New Delhi: A huge discrepancy exists between two different sets of data compiled by the municipal corporations here pertaining to dengue-related fatalities in the national capital between 2010 and 2014.
While a civic report on vector-borne diseases said there were 29 confirmed dengue deaths during this period, as per death registration figures, over 1,200 people fell prey to the deadly virus.
Even in the current year, while South Delhi Municipal Corporation (SDMC) has pegged the dengue casualty count at 25 till last month, reports in the national capital suggest that the figure has inched closer to 40.
SDMC compiles the report on the vector-borne diseases in the city on behalf of all civic bodies, which includes dengue, malaria and chikunguniya.
According to a recent report by SDMC, eight people succumbed to dengue in 2010, which saw over 6,200 cases. The year 2011, too, saw eight fatalities while 2012 and 2013 saw four and six dengue deaths, respectively. Three deaths were officially recorded last year, making it 29 casualties in the five-year period under review.
However, if one were to look at municipal death certificates issued by the three corporations -- North, East and South -? in their respective areas, the dengue casualty figure was at a staggering 1,221.
The death registration data compiled by the civic bodies and released by Delhi government lists the cause of death and the number of people who died due to various diseases as recorded by the municipal corporations.
According to these figures, 411 people died due to dengue in 2010 while 413 dengue deaths were reported in 2013. The year 2012 saw 219 dengue fatalities while 104 died of dengue in 2011.
Seventy-four succumbed to the deadly disease last year, taking the toll in the said period to over 1,220.
While 2010 had seen the worst dengue outbreak for these five years, the current year has already overtaken it on that count as nearly 6,500 cases have been reported till Oct. 1, 2015.
Discrepancy is also there in malaria-related cases, but this vector-borne disease hardly gets the attention which dengue cases receive.
Death certificates are issued by corporations based on medical certificates given by a doctor.
Civic officials themselves are, however, not able to explain this yawning gap between the two sets of municipal data.

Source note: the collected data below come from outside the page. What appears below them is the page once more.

PR #2769, opened 2025-09-23
Add passkey registration support for WebView, Fixes AB#3385532

p3dr0rv:
[AB#3385532](https://identitydivision.visualstudio.com/fac9d424-53d2-45c0-91b5-ef6ba7a6bf26/_workitems/edit/3385532)
https://identitydivision.visualstudio.com/DevEx/_git/AuthLibrariesApiReview/pullrequest/20357

This PR implements passkey registration support for MSAL/Broker/OneAuth on Android WebView through a WebMessageListener bridge. It extends the existing authentication-only passkey functionality to include full registration capabilities, leveraging the standard Android Credential Manager.

🎯 Key Features
Protocol Version Update
* Current: x-ms-PassKeyAuth: 1.0/passkey (authentication only)
* New: x-ms-PassKeyAuth: 1.1/passkey (registration + authentication)

**Passkey and Credential Manager Integration:**

* Added new `CredentialManagerHandler` class to encapsulate passkey creation and retrieval using the Android Credential Manager API, including version checks and logging. This simplifies and centralizes interactions with the credential APIs.
* Introduced `PasskeyReplyChannel` class to standardize communication of WebAuthn responses (success and error) back to JavaScript via `JavaScriptReplyProxy`, with detailed error mapping to DOMException types per the WebAuthn specification.

**Protocol Version Handling:**

* Updated protocol version validation in `FidoChallengeField` to accept both `1.0` and `1.1` as supported passkey protocol versions, improving compatibility with newer protocol versions.

**Dependency Management:**

* Added `androidx.webkit:webkit` as a dependency to support enhanced WebView and JavaScript interaction features.

> Telemetry will be added in following PR


p3dr0rv:
Assemble consumers will fail because webkit version is not defined in those libraries yet.

common4j/src/main/com/microsoft/identity/common/java/flighting/CommonFlight.java
```diff
@@ -58,7 +58,7 @@ public enum CommonFlight implements IFlightConfig {
      * Flight to be able to disable/rollback the passkey feature in broker if necessary.
      * This will be set to true by default.
```
melissaahn: Javadocs need to be updated

common/src/main/java/com/microsoft/identity/common/internal/providers/oauth2/WebViewAuthorizationFragment.java
```diff
@@ -470,9 +494,69 @@ private SwitchBrowserProtocolCoordinator getSwitchBrowserCoordinator() {
...
+     *
+     * @param requestHeaders The request headers to modify.
+     */
+    private void injectPasskeyProtocolHeader(@NonNull final HashMap<String, String> requestHeaders) {
+        final String methodTag = TAG + ":injectPasskeyProtocolHeader";
+        final Uri authRequestUri = Uri.parse(mAuthorizationRequestUrl);
+        final String webAuthNQueryParameter = authRequestUri.getQueryParameter(FidoConstants.WEBAUTHN_QUERY_PARAMETER_FIELD);
+        final boolean hasWebAuthNQueryParameter = !StringUtil.isNullOrEmpty(webAuthNQueryParameter);
+
+        if (!hasWebAuthNQueryParameter) {
```
melissaahn: nit: no need for the hasWebAuthNQueryParameter variable if it's only going to be used for this condition

common/src/main/java/com/microsoft/identity/common/internal/providers/oauth2/PasskeyWebListener.kt
```diff
@@ -0,0 +1,364 @@
...
+        /** JSON key for the request payload field. */
+        const val REQUEST_KEY = "request"
+
+        /** Name of the JavaScript message port interface. */
+        private const val INTERFACE_NAME = "__webauthn_interface__"
+
+        /**
+         * Minified JavaScript code that intercepts WebAuthn API calls.
+         *
+         * ⚠️ IMPORTANT: This is the MINIFIED version of js-bridge.js
```
melissaahn, line 257: I didn't know it was possible to put emojis in docs ⚠️

common/src/main/java/com/microsoft/identity/common/internal/providers/oauth2/PasskeyReplyChannel.kt
```diff
@@ -0,0 +1,226 @@
...
+    /**
+     * Sends a message to JavaScript via the reply proxy.
+     */
+    @SuppressLint("RequiresFeature", "Only called when feature is available")
+    private fun send(message: ReplyMessage) {
+        val methodTag = "$TAG:send"
+        try {
+            replyProxy.postMessage(message.toString())
+        } catch (t: Throwable) {
+            Logger.error(methodTag, "Reply message failed", t)
```
melissaahn, line 224: Could we potentially get stuck if an exception was thrown here and ESTS UX was still waiting for a response from us? Not sure what the mitigation would be in this case if the actual communication channel wasn't working, but just curious what the user might experience.

melissaahn (approved):

common/src/main/assets/js-bridge.js
```diff
@@ -0,0 +1,205 @@
...
+__webauthn_hooks__.originalGetFunction = navigator.credentials.get;
+__webauthn_hooks__.originalCreateFunction = navigator.credentials.create;
+navigator.credentials.get = __webauthn_hooks__.get;
+navigator.credentials.create = __webauthn_hooks__.create;
+// Some sites test that `typeof window.PublicKeyCredential` is
+// `function`.
+window.PublicKeyCredential = (function () { });
+window.PublicKeyCredential.isUserVerifyingPlatformAuthenticatorAvailable =
+    function () {
+        return Promise.resolve(false);
```
melissaahn: Just double checking my understanding: this part controls if the passkey option is visible correct? By always returning false here, this ensures that we can control the visibility with webauthn=1 instead?

common/src/main/java/com/microsoft/identity/common/internal/providers/oauth2/PasskeyReplyChannel.kt
p3dr0rv: I agree this is a valid concern. I’ve refactored the error handling so that whenever an error occurs in the communication layer, it is now raised properly.

common/src/main/assets/js-bridge.js
p3dr0rv: This JS method basically tells the webpage whether the current device has a built-in (platform) authenticator — like a fingerprint sensor, Face ID, or passkey support, so this by default is false in WebView is false, https://developer.mozilla.org/en-US/docs/Web/API/PublicKeyCredential/isUserVerifyingPlatformAuthenticatorAvailable_static.

In our case, since we’re implementing the credential manager integration, we could actually return **true**. I believe [ESTS skips this validation](https://dev.azure.com/msazure/One/_search?action=contents&text=SkipFidoStandardSupport&type=code&lp=code-Team&filters=ProjectFilters%7BOne%7DRepositoryFilters%7BESTS-Main%7D&pageSize=25&result=DefaultCollection/One/ESTS-Main/GBmaster//src/Product/Microsoft.AzureAD.ESTS.Config/Teams/UXTeam.config.json), which is why it worked before, but it makes more sense to explicitly return **true** here.

I will double check with Suresh

common/src/main/java/com/microsoft/identity/common/internal/providers/oauth2/WebViewAuthorizationFragment.java
```diff
@@ -470,9 +494,68 @@ private SwitchBrowserProtocolCoordinator getSwitchBrowserCoordinator() {
...
+        } else {
+            if (requestHeaders.containsKey(FidoConstants.PASSKEY_PROTOCOL_HEADER_NAME)) {
+                Logger.verbose(methodTag, "Passkey protocol header already exists in request headers  "
+                        + requestHeaders.get(FidoConstants.PASSKEY_PROTOCOL_HEADER_NAME));
+                return;
+            }
+        }
+        Logger.verbose(methodTag, "Injecting Passkey protocol header for auth only.");
+        requestHeaders.put(FidoConstants.PASSKEY_PROTOCOL_HEADER_NAME, FidoConstants.PASSKEY_PROTOCOL_HEADER_AUTH_ONLY);
+    }
```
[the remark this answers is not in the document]
p3dr0rv: fixed

common/src/main/java/com/microsoft/identity/common/internal/providers/oauth2/PasskeyWebListener.kt
```diff
@@ -0,0 +1,361 @@
...
+    private suspend fun handleGetFlow(
+        credentialManagerHandler: CredentialManagerHandler,
+        message: String,
+        reply: PasskeyReplyChannel
+    ) {
+        runCatching { credentialManagerHandler.getPasskey(message) }
+            .onSuccess { credentialResponse ->
+                reply.postSuccess(
+                    (credentialResponse.credential as PublicKeyCredential).authenticationResponseJson
+                )            }
```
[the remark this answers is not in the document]
p3dr0rv: solved

common/src/main/java/com/microsoft/identity/common/internal/providers/oauth2/WebViewAuthorizationFragment.java
```diff
@@ -349,7 +353,35 @@ public Bitmap getDefaultVideoPoster() {
...
+             * @param consoleMessage The console message from the WebView
+             * @return returns true if we handled the message. False will let the default handler handle it.
+             */
+            @Override
+            public boolean onConsoleMessage(@NonNull final ConsoleMessage consoleMessage) {
+                // Note: Decide what we are interested in logging and what level.
+                super.onConsoleMessage(consoleMessage);
+                final String methodTag = TAG + ":onConsoleMessage";
+                final String errorMessage = consoleMessage.message() + " -- From line " +
+                        consoleMessage.lineNumber() + " of " + consoleMessage.sourceId();
```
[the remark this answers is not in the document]
p3dr0rv: change to log PII

common/src/main/assets/js-bridge.js
p3dr0rv: from Suresh:
image

common/src/main/java/com/microsoft/identity/common/internal/providers/oauth2/CredentialManagerHandler.kt
```diff
@@ -0,0 +1,81 @@
...
+import android.os.Build
+import androidx.credentials.CreatePublicKeyCredentialRequest
+import androidx.credentials.CreatePublicKeyCredentialResponse
+import androidx.credentials.CredentialManager
+import androidx.credentials.GetCredentialRequest
+import androidx.credentials.GetCredentialResponse
+import androidx.credentials.GetPublicKeyCredentialOption
+import com.microsoft.identity.common.logging.Logger
+
+class CredentialManagerHandler(private val activity: Activity) {
```
fadidurah, line 40: Javadoc

common/src/main/java/com/microsoft/identity/common/internal/providers/oauth2/WebViewAuthorizationFragment.java
```diff
@@ -355,7 +359,35 @@ public Bitmap getDefaultVideoPoster() {
...
+                    case ERROR:
+                        Logger.errorPII(methodTag, errorMessage, null);
+                        break;
+                    case WARNING:
+                        Logger.warnPII(methodTag, errorMessage);
+                        break;
+                    default:
+                        Logger.infoPII(methodTag, errorMessage);
+                }
+                return true;
```
fadidurah: I'm a little concerned about how many additional logs this will create in our logs. Have we tested this to see how much noise this adds?

common/src/main/java/com/microsoft/identity/common/internal/ui/webview/JsScriptRecord.kt
```diff
@@ -0,0 +1,74 @@
...
+     * @param url The URL to check against the allowed list.
+     * @return `true` if the script can execute for this URL, `false` otherwise.
+     */
+    fun isAllowedForUrl(url: String): Boolean {
+        // No restrictions — allowed for any URL
+        if (allowedUrls == null) return true
+
+        // Check if the URL starts with any allowed prefix
+        return allowedUrls.any { prefix ->
+            if (SOVEREIGN_CLOUD_URL_WITH_EXTRA_VALIDATION.contains(prefix) && url.startsWith(prefix)) {
```
fadidurah: We should validate on suffix rather than prefix. What if url was https://login.microsoftonline.us.someDomain.com

fadidurah: You can check `isValidUriForInterface` in `AuthUxJavaScriptInterface`

common/src/main/java/com/microsoft/identity/common/internal/ui/webview/AzureActiveDirectoryWebViewClient.java
```diff
@@ -1218,4 +1235,20 @@ private Span createSpanWithAttributesFromParent(@NonNull final String spanName)
...
     }
+
+    /**
+     * Add a JavaScript to be executed in onPageStarted.
+     * If allowedUrls is null, the script will be executed for all URLs.
+     * If allowedUrls is non-null, the script will be executed only for URLs that start with any of the allowed origins.
+     * @param script JavaScript code to be executed.
+     * @param allowedUrls Set of allowed URL origins.
+     */
+    public void addOnPageStartedScript(
```
fadidurah, line 1246: Where do we call this?

common/src/main/java/com/microsoft/identity/common/internal/providers/oauth2/PasskeyWebListener.kt
```diff
@@ -0,0 +1,383 @@
...
+         *
+         * When updating:
+         * 1. Modify the source file (js-bridge.js) with your changes
+         * 2. Minify the updated JavaScript code
+         * 3. Replace the string below with the new minified version
+         * 4. Verify the minified code works correctly through testing
+         *
+         * DO NOT modify this constant directly - always update the source file first!
+         */
+        private const val WEB_AUTHN_INTERFACE_JS_MINIFIED = """
```
fadidurah, line 269: So we use this constant, not the contents of the js-bridge.js file?

fadidurah: nvm, i see it is a fallback

common/src/main/java/com/microsoft/identity/common/internal/providers/oauth2/WebViewAuthorizationFragment.java
```diff
@@ -476,9 +500,69 @@ private SwitchBrowserProtocolCoordinator getSwitchBrowserCoordinator() {
...
+            Logger.verbose(methodTag, "Injecting Passkey protocol header for broker request: "
+                    + passkeyProtocolHeaderValue);
+            requestHeaders.put(FidoConstants.PASSKEY_PROTOCOL_HEADER_NAME, passkeyProtocolHeaderValue);
+        } else {
+            if (requestHeaders.containsKey(FidoConstants.PASSKEY_PROTOCOL_HEADER_NAME)) {
+                Logger.verbose(methodTag, "Passkey protocol header already exists in request headers  "
+                        + requestHeaders.get(FidoConstants.PASSKEY_PROTOCOL_HEADER_NAME));
+            } else {
+                Logger.verbose(methodTag, "Injecting Passkey protocol header for auth only.");
+                requestHeaders.put(FidoConstants.PASSKEY_PROTOCOL_HEADER_NAME, FidoConstants.PASSKEY_PROTOCOL_HEADER_AUTH_ONLY);
```
fadidurah, line 535: Should we check the version here to be 1.1?

common/src/main/java/com/microsoft/identity/common/internal/providers/oauth2/PasskeyReplyChannel.kt
```diff
@@ -0,0 +1,228 @@
...
+        /**
+         * Success message containing credential data.
+         *
+         * @property json JSON string with credential response data.
+         * @property type Request type that succeeded.
+         */
+        class Success(val json: String, override val type: String) : ReplyMessage() {
+            override val status = SUCCESS_STATUS
+            override val data: JSONObject =
+                runCatching { JSONObject(json) }.getOrElse { JSONObject() }
```
fadidurah, line 94: When we say credential data, how is it stored? Is it encrypted at all? This might be a security concern as it's being stored in memory, so we might want to be careful here. I'm not super familiar with the feature so let me know

common/src/main/java/com/microsoft/identity/common/internal/providers/oauth2/WebViewAuthorizationFragment.java
p3dr0rv: Use version 1.1 only if the client specifies it; otherwise, default to 1.0.

common/src/main/java/com/microsoft/identity/common/internal/providers/oauth2/WebViewAuthorizationFragment.java
p3dr0rv: removed

common/src/main/java/com/microsoft/identity/common/internal/ui/webview/JsScriptRecord.kt
p3dr0rv: updated

common/src/main/java/com/microsoft/identity/common/internal/providers/oauth2/PasskeyReplyChannel.kt
p3dr0rv: We do not persist any credential material. During passkey creation the private key remains in the provider’s keystore; our application only receives the public key and the creation response (attestation). We transmit that response to the server so the server can register the credential. Any credential data present on the client exists only briefly in memory.

common/src/main/java/com/microsoft/identity/common/internal/ui/webview/JsScriptRecord.kt
```diff
@@ -0,0 +1,88 @@
...
+     * @param url The URL to check against the allowed list.
+     * @return `true` if the script can execute for this URL, `false` otherwise.
+     */
+    fun isAllowedForUrl(url: String): Boolean {
+        // No restrictions — allowed for any URL
+        if (allowedUrls == null) return true
+
+        val uri = url.toUri()
+
+        // Check if the URL matches any allowed prefix
```
fadidurah: updated as we don't validate on prefix anymore. We are checking the url for exact match now right?

fadidurah (approved):

common/src/main/java/com/microsoft/identity/common/internal/ui/webview/JsScriptRecord.kt
p3dr0rv: yes, The comment is incorrect. updating

fadidurah (approved):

A senior SDMC official said, "For death count, municipal corporations rely on data provided by 37 notified hospitals in Delhi, which conduct ELISA test for confirmation of dengue.
"As per the rules, a medical certificate has to be submitted to get a death certificate issued. We do not check where that medical report is coming from."
Leader of Opposition in North Delhi Municipal Corporation, Mukesh Goel, meanwhile, has alleged that "BJP-led corporations are downplaying the magnitude of the outbreak to hide their own failures and ill-preparedness in combating the disease."
"People are dying almost every day of dengue and even the small hospitals are crowded with dengue patients. And MCD says only 17 deaths; only in their latest report have they updated it to 25 even though hospitals are reporting nearly 40 deaths.
"Even the number of cases (in 2015) will break all dengue records in the last 10-15 years," he said.
Among the eight victims whose deaths were notified by the SDMC between September 23 and 26, the youngest to fall prey to the deadly disease was seven-month-old Peeru of Rohini area, while the oldest victim has been identified as a 70-year-old woman, Munia, of Sant Nagar area.
With rising cases of dengue, hospitals across Delhi continue to remain inundated with patients with long queues forming outside almost all hospitals and fever clinics.
Of the total 6,486 cases this year, north Delhi recorded the highest at 1,817 while east Delhi posted the lowest with 824 cases. South Delhi has seen 1,766 cases.
Also, 828 cases were reported from other states.
Among the civic zones in the city, Najafgarh Zone of South Delhi Municipal Corporation has recorded the highest number with 611 cases, said a senior official of SDMC.
Last year, the city had reported three deaths and recorded nearly 1,000 cases.